These functions provide the ability for generating probability function values and cumulative probability function values for the Multiplicative Binomial Distribution.
Arguments
- x
vector of binomial random variables.
- n
single value for no of binomial trials.
- p
single value for probability of success.
- theta
single value for theta.
Details
The probability function and cumulative function can be constructed and are denoted below
The cumulative probability function is the summation of probability function values.
$$P_{MultiBin}(x)= {n \choose x} p^x (1-p)^{n-x} \frac{(theta^{x(n-x)}}{f(p,theta,n)} $$
here \(f(p,theta,n)\) is $$f(p,theta,n)= \sum_{k=0}^{n} {n \choose k} p^k (1-p)^{n-k} (theta^{k(n-k)} )$$
$$x = 0,1,2,3,...n$$ $$n = 1,2,3,...$$ $$k = 0,1,2,...,n$$ $$0 < p < 1$$ $$0 < theta $$
NOTE : If input parameters are not in given domain conditions necessary error messages will be provided to go further.
References
Johnson NL, Kemp AW, Kotz S (2005).
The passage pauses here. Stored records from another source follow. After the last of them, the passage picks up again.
PR #1324, opened 2015-09-25
[Internal] - Use built-in helper method to copy stream

ivandrofly:

PR #1396, opened 2015-10-24
Revert "[Internal] - Use built-in helper method to copy stream"

niksedk:
Reverts SubtitleEdit/subtitleedit#1324


niksedk:
code crashed...

PR #1401, opened 2015-10-29
SE-installer: use localized instead of fixed strings in Windows Registry

xylographe:
In the interest of localization, I added a resource-only DLL, containing localizable application and
document type descriptions, alongside the document type icon(s). By using a separate DLL, the size of
SE-portable is not needlessly increased: the DLL is only included with SE-installer.

Also, the registration of document types is now a user-selectable task.


niksedk:
I was unable to make .srt files open in SE even though I ticked the check box... 

Perhaps the text should be something like:
 Associate .srt files with Subtitle Edit
 Associate .srt file type with Subtitle Edit
 Always open SubRip (.srt) files with subtitle Edit
 ...

xylographe:
If you select a .srt file in explorer and open the context menu, you should see SE in the *Open with* sub-menu. To make SE the .srt default program you would open the *Properties* dialogue and click the **Change** button to the right of *Open with*. This will make SE the .srt default program for the current user (HKCU registry hive) as indicated by the icon (very nice BTW, I would like visually matching icons for .sup and .sub). The installer will only make SE the system-wide (HKLM registry hive) .srt default program if the .srt extension has not been claimed by another program. That is what I meant when I wrote: *SE-installer won't “steal” .srt from a previously registered application.*

Executing `get-item HKLM:\Software\Classes\.srt; get-item HKCU:\Software\Classes\.srt` in PoSh shows the default values. If the HKCU default value exists, it supersedes the HKLM default value.

In hindsight, I think, I may have been to cautious. So, I've changed the SE-installer behaviour:
- Original SE-installer behaviour:
  - file-association option is **unchecked:** only the SE registry value under "Classes\\Applications\\App Paths" will be created (used by explorer to locate SubtitleEdit.exe w/o path). The other SE registry entries (keys+values) will be deleted.
  - file-association option is **checked:** if the "Classes\\.srt" default value does not exist it will be set to "SubtitleEdit.srt", making SE the system-wide default program for .srt files. Any other SE-related registry entries will be created/overwritten unconditionally, marking SE as a program that supports .srt files (*Open with* sub-menu in the explorer context menu).
- New SE-installer behaviour:
  - file-association option is **unchecked:** create all SE registry entries except for the "Classes\\.srt" default value. SE will show in *Open with* and can be made the current user's .srt default program in *Properties*.
  - file-association option is **checked:** create all SE registry entries including the "Classes\\.srt" default value (overwriting the existing value, if any). Apart from showing in *Open with*, SE will also be the system-wide .srt default program, which users can overwrite individually.

This is consistent with many other installers (only Microsoft installers change the file type default program w/o asking).


Changed option text to: *Associate SubRip Text (.srt) files with Subtitle Edit*
Consistent with Microsoft terminology: *Associate a file type with a program*


As the name “DocumentIcons” was a poor choice, I changed that too:
- Project name: `Win32Resources`
- DLL name: `SubtitleEdit.resources.dll` (consistent with Microsoft file names)

niksedk:
Nice :)

.sub/.sup icons: http://www.nikse.dk/SE-Icons.zip

xylographe:
Thank you for the icons, @niksedk.

Showing these dedicated document icons looks so much better than using (as I've done until now) the SE application icon for subtitle files too.

PR #4020, opened 2020-03-03
Improve line break functionality

ivandrofly:
- Improves title check
- Improves dialog check
- allow single line dialog auto-break
    * AutoBreak button can now auto-break single line dialog e.g: 

> \- What? - Bak Man, if you see...

### DIFF
--- a/libse/Utilities.cs
+++ b/libse/Utilities.cs
@@ -192,43 +192,59 @@ namespace Nikse.SubtitleEdit.Core
 
         internal static bool CanBreak(string s, int index, string language)
         {
-            char nextChar;
+            char charAtPos;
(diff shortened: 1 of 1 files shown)


libse/Utilities.cs
```diff
@@ -499,7 +515,10 @@ public static string AutoBreakLinePrivate(string text, int maximumLength, int me
             }
 
             string s = RemoveLineBreaks(text);
-            if (HtmlUtil.RemoveHtmlTags(s, true).Length < mergeLinesShorterThan)
```
ivandrofly: By doing this, if you pass a single line dialog which its length is < mergedLinesShorterThan, it will be skipped

PR #4027, opened 2020-03-08
Subtitle: Improve AdjustDisplayTimeUsingSeconds

ivandrofly:
- do not loop O(n) when only one paragraph is going to be re-adjusted its duration
- extract codes to a method to avoid duplications


niksedk:
Good catch that it was not using "MinimumMillisecondsBetweenLines" :)

Issue #4059, opened 2020-03-22
[Feature request] Add (or copy) support for maximum single line length based on pixels (safe area)


Flitskikker:
In theory, the maximum line length of subtitles is defined as maximum characters per line. However, because not all letters have the same width, lines with the same number of characters can have varying widths.

Spot, the software most professional Dutch subtitlers use, therefore detects "too long lines" not based on the amount of characters, but based on exceeding the safe area.

Take for example this subtitle in SE, which is marked too long because it exceeds 42 CPL:
![image](https://user-images.githubusercontent.com/3516155/77255510-71363d00-6c68-11ea-82a5-7511d992f46e.png)

However, as Spot shows, it does fit in the safe area, because the second line contains a lot of narrow characters:
![image](https://user-images.githubusercontent.com/3516155/77255534-96c34680-6c68-11ea-853e-d100a8e38d1d.png)

Fortunately, SE offers the "Check line width" plugin, which I use extensively to check my subtitles' "actual" width. I did some comparing and I found that these settings are a close enough match to Spot's safe area:
![image](https://user-images.githubusercontent.com/3516155/77255624-1d782380-6c69-11ea-8740-7d36b511570c.png)
(I chose Arial 16, which is Spot's editor font, but it's changed to 15,75 for some reason.)

My request is to copy this functionality to SE itself, because it's quite a hassle to open the plug-in everytime, scroll to the line I want to check, make changes etc.

My idea would be to just add a label next to the CPL counter, and populating it with the values as seen in the plug-in. For example:

![image](https://user-images.githubusercontent.com/3516155/77255697-b0b15900-6c69-11ea-99a4-c72963bc2831.png)
_(Exceeds CPL, but fits within safe area)_

![image](https://user-images.githubusercontent.com/3516155/77255742-fbcb6c00-6c69-11ea-84b8-d0ec816caf43.png)
_(Does not exceed CPL, but exceeds safe area)_

The pixel limit and used font would be added to the settings.
The text in the ListView will be highlighted red when it exceeds either the CPL or pixel value.
The "Auto br" could change into "Auto br using pixel width" (as in the plug-in) on Shift+Click/Alt+Click or depending on what error.

I looked into adding this feature myself, but the Main.cs form has a lot going on. It's also quite a change to the "basics' UI", so maybe it's best to run it by you first.

Thanks! :)

OmrSi:
There is a plugin called "Check line width". It might have something to do with this.

[...]

PR #4065, opened 2020-03-29
Add line width (in pixels) syntax validation, labels and statistics

Flitskikker:
This is for #4059.

It's now possible to toggle the actual widths in pixels next to the character counter.
As not all characters have the same width, the "maximum amount of characters per line" is not always reliable for checking if the subtitles don't exceed the safe area. Now you can safely check this using this feature.

image

image

(also works in translator mode)

Syntax coloring can be toggled from the settings:

image

Click the button to modify the actual calculation settings, and to toggle the new UI options.

image

By default, all options are turned off. The default calculation settings are based on Spot's safe area settings (used by professional Dutch subtitlers/broadcasters). ([Reference](https://user-images.githubusercontent.com/3516155/77255534-96c34680-6c68-11ea-853e-d100a8e38d1d.png): Arial 24pt, 720 px - 10% left and right safe area)

Also generates statistics when enabled:

image

Notes:
- I didn't add it to profiles, because I think it's quite niche and not really widely used across all languages. Can always be added later.
- Text widths are calculated using `TextRenderer.MeasureText`. It seems like `Graphics.DrawString`, as used by the plugin, is less accurate. `TextRenderer.MeasureText` is also not 100% accurate (it leaves some padding even when padding is disabled). I tried drawing the text to a Bitmap and then calculating the exact width (not using GetPixel but reading directly from memory using BitmapData), which gave more accurate results, but it was too slow. Now using `TextRenderer.MeasureText` in combination with a correction value, based on testing and comparing with Spot. Not ideal, but it works in most cases and is at least more accurate than the CheckLineWidth plugin.
- All settings and i18n added.

Please test it and let me know what you think!


niksedk:
Looks good to me :)

Two/three minor issues:
1) TextWidth should dispose the `measureFont`.
2) No need for a setting regarding statistics - just always show it.
3) If the main win width is very small - perhaps the pixels lengths should be hidden?

OmrSi:
Why always show it? If a person isn't interested in this, he wouldn't activate it and it wouldn't show up in statistics.
I'm saying, if the option to `color text if too wide` is activated, show it in statistics, if not, don't.
This is just my opinion. :D

OmrSi:
I also think it should always show the width under the text box if `color text if too wide` is activated, or else you would get a colored line without an apparent reason:
image

Why is it red here? It's not clear.
@niksedk What do you think?

Flitskikker:
@OmrSi @niksedk 
Thanks for your comments! I'll remove the two checkboxes and toggle those options based on whether "Color text if too wide" is enabled or not.

Flitskikker:
@niksedk 
Issues fixed. Thanks for your feedback.

PR #4069, opened 2020-03-30
audiovisulizer: refact / update

ivandrofly:
- fix method naming
- prefer struct when the type member isn't being changed frequency

### DIFF
--- a/src/Controls/AudioVisualizer.cs
+++ b/src/Controls/AudioVisualizer.cs
@@ -21,7 +21,7 @@ namespace Nikse.SubtitleEdit.Controls
             End
         }
 
-        public class MinMax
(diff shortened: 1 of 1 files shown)


src/Controls/AudioVisualizer.cs
```diff
@@ -2137,7 +2137,7 @@ private bool EndParagraphDueToLowVolume(Subtitle subtitle, int blockSizeMillisec
             return subtitleOn;
         }
 
-        private MinMax GetMinAndMax(int startIndex, int endIndex)
+        private WaveStats GetWaveStats(int startIndex, int endIndex)
```
ivandrofly: Use more descriptive method name

Issue #4026, opened 2020-03-08
[Feature request] Split doesn't change end time


OmrSi:
Right now, when you split a line, it adds the gap to the end time.
Can we have an option to keep the end time fixed when splitting?
Most times, you already set the end time to audio, so you don't want it to change when you split.
I remember someone already mentioned this here before.

niksedk:
OK, now gap time will be subtracted from the two new paragraphs duration (half each).
Does that work for you?

OmrSi:
It's usually subtracted from the second one.
As you are splitting at the place you want the first line to end with, so you're already ending the first line where you want it to end.
By "usually " I mean on Netflix's subtitling platform.

niksedk:
OK, if user supplies split time, then gap will be subtracted from second sub - if no split time from user, then gap is taken from both subs evenly... sounds/works okay?

OmrSi:
Sounds good to me, and it's working well.
Thank you, as always.

PR #4075, opened 2020-03-30
Add setting for split behavior

Flitskikker:
Related to commit 0c657ae245c947b20f06cd9237f6e70d468e88b4 and #4026:
Make split behavior configurable (from which subtitle the gap will be substracted). For me it's more logical to set the gap to the left of the split point (Spot also does this).

image

Setting & i18n added.


OmrSi:
@Flitskikker Don't you think it should go to the second line when it's: "add gap to the left"?

Flitskikker:
@OmrSi I'm not quite sure what you mean. Could you please explain?

The idea is, when it's set to "Add gap to the left of split point":

I set the split point at the position where I want the second line to start (which is a few frames before the start of speech):

image

It then sets the start time of line 2 to the split point, and adds the gap at the left side of the split point, deducting time from line 1:

image

OmrSi:
I mean, since you split it where the second starts, should the selection now be on the second?
I working on Netflix's platform and this is what happens, when you split it leaves the gap to the left and moves to the second line. (The selection moves to the second line)
In your picture, line 100 would be selected.

Also, what do you get from the Spectrograms?

Flitskikker:
@OmrSi 
Ah, I understand. Yes, good idea actually! I'll see if I can change it tomorrow.
Do you think it should selected the left subtitle when it's set at "Add gap to the right of the split point"?

I find the spectograms really useful to distinguish speech, especially when there's a lot of background noise:

image

OmrSi:
Yes, it already does that.
Because when it's to the right, you'd be setting the end of the first line.
While when it's on the left, you'd be setting the beginning of the second line.

Nice, I didn't know it can be used for that.

OmrSi:
@Flitskikker You just need to add go to next to the condition of `SplitBehavior == 0` right?

Flitskikker:
@OmrSi 
Yes. Had some GitHub issues yesterday.
Just pushed the fix: #4082

PR #4076, opened 2020-03-30
Waveform improvements (align gridlines, snap to shotcuts, single-click select)

### LINKED ISSUE #3413: [Improvement] Several waveform improvements
Here are some improvement suggestions I've collected:

- [ ] **Add an option for single-clicking to select subtitles**
At the moment, one can only double-click to select a subtitle from the waveform. It could be useful to also add an option to use a single-click for this.

- [ ] **Properly align gridlines**
At the moment, the gridlines are aligned differently on every scroll tick. I'm not sure how these are being drawn, but I think it would be better to align them to the seconds markers,
se2

- [ ] **Snap to shot cuts**
I'm always syncing my subtitles to shot cuts. I'm using a seperate application that I wrote to snap all my cues to shot cuts if they're not exactly on them. It would be nice to have SE automatically snap subtitles to shot cuts when moving and resizing subtitles in the waveform. Preferably (if possible) with an accuracy setting on the Waveform tab and the ability to ignore snapping while holding the Alt key (same key as in e.g. PowerPoint).

Flitskikker:
This fixes #3413.

- Added an option for single-clicking to select subtitles in waveform
- Properly align gridlines with the time ticks on every scroll tick and zoom level
- Added an option to snap to shot cuts when resizing or moving subtitles, and when making selections

Added settings in UI:

image


OmrSi:
Good stuff.
What about adding a shortcut for "snap start/end to scene change"?

Flitskikker:
@OmrSi 
Thanks. I added the following shortcuts:

image

Would those work for you?

While I was at it, I also added two shortcuts that I've been missed since switching from SubtitleWorkshop to SubtitleEdit (a long time ago), extend to previous/next subtitle.

There was already an "Extend until next subtitle", but it was capped to the subtitle maximum length and did only work with 1 selected subtitle.

Also added them to the context menus (listview and waveform):

image

OmrSi:
This is some awesome work. <3

Flitskikker:
And also added the "Go to next/previous subtitle" feature - that was only accessible using a shortcut - to the waveform contextmenu, so easily go to the previous or next subtitle instead of endlessly scrolling. 😁

image

OmrSi:
@Flitskikker The issues I mentioned are related to this.
Extending to previous doesn't affect the original when the previous is +1 seconds away from the current which causes the text box to be grayed out.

Univariate discrete distributions, volume 444. John Wiley and Sons. Kupper LL, Haseman JK (1978). “The use of a correlated binomial model for the analysis of certain toxicological experiments.” Biometrics, 69--76. Paul SR (1985). “A three-parameter generalization of the binomial distribution.” History and Philosophy of Logic, 14(6), 1497--1506.
Examples
#plotting the random variables and probability values
col <- rainbow(5)
a <- c(0.58,0.59,0.6,0.61,0.62)
b <- c(0.022,0.023,0.024,0.025,0.026)
plot(0,0,main="Multiplicative binomial probability function graph",xlab="Binomial random variable",
ylab="Probability function values",xlim = c(0,10),ylim = c(0,0.5))
for (i in 1:5)
{
lines(0:10,dMultiBin(0:10,10,a[i],1+b[i])$pdf,col = col[i],lwd=2.85)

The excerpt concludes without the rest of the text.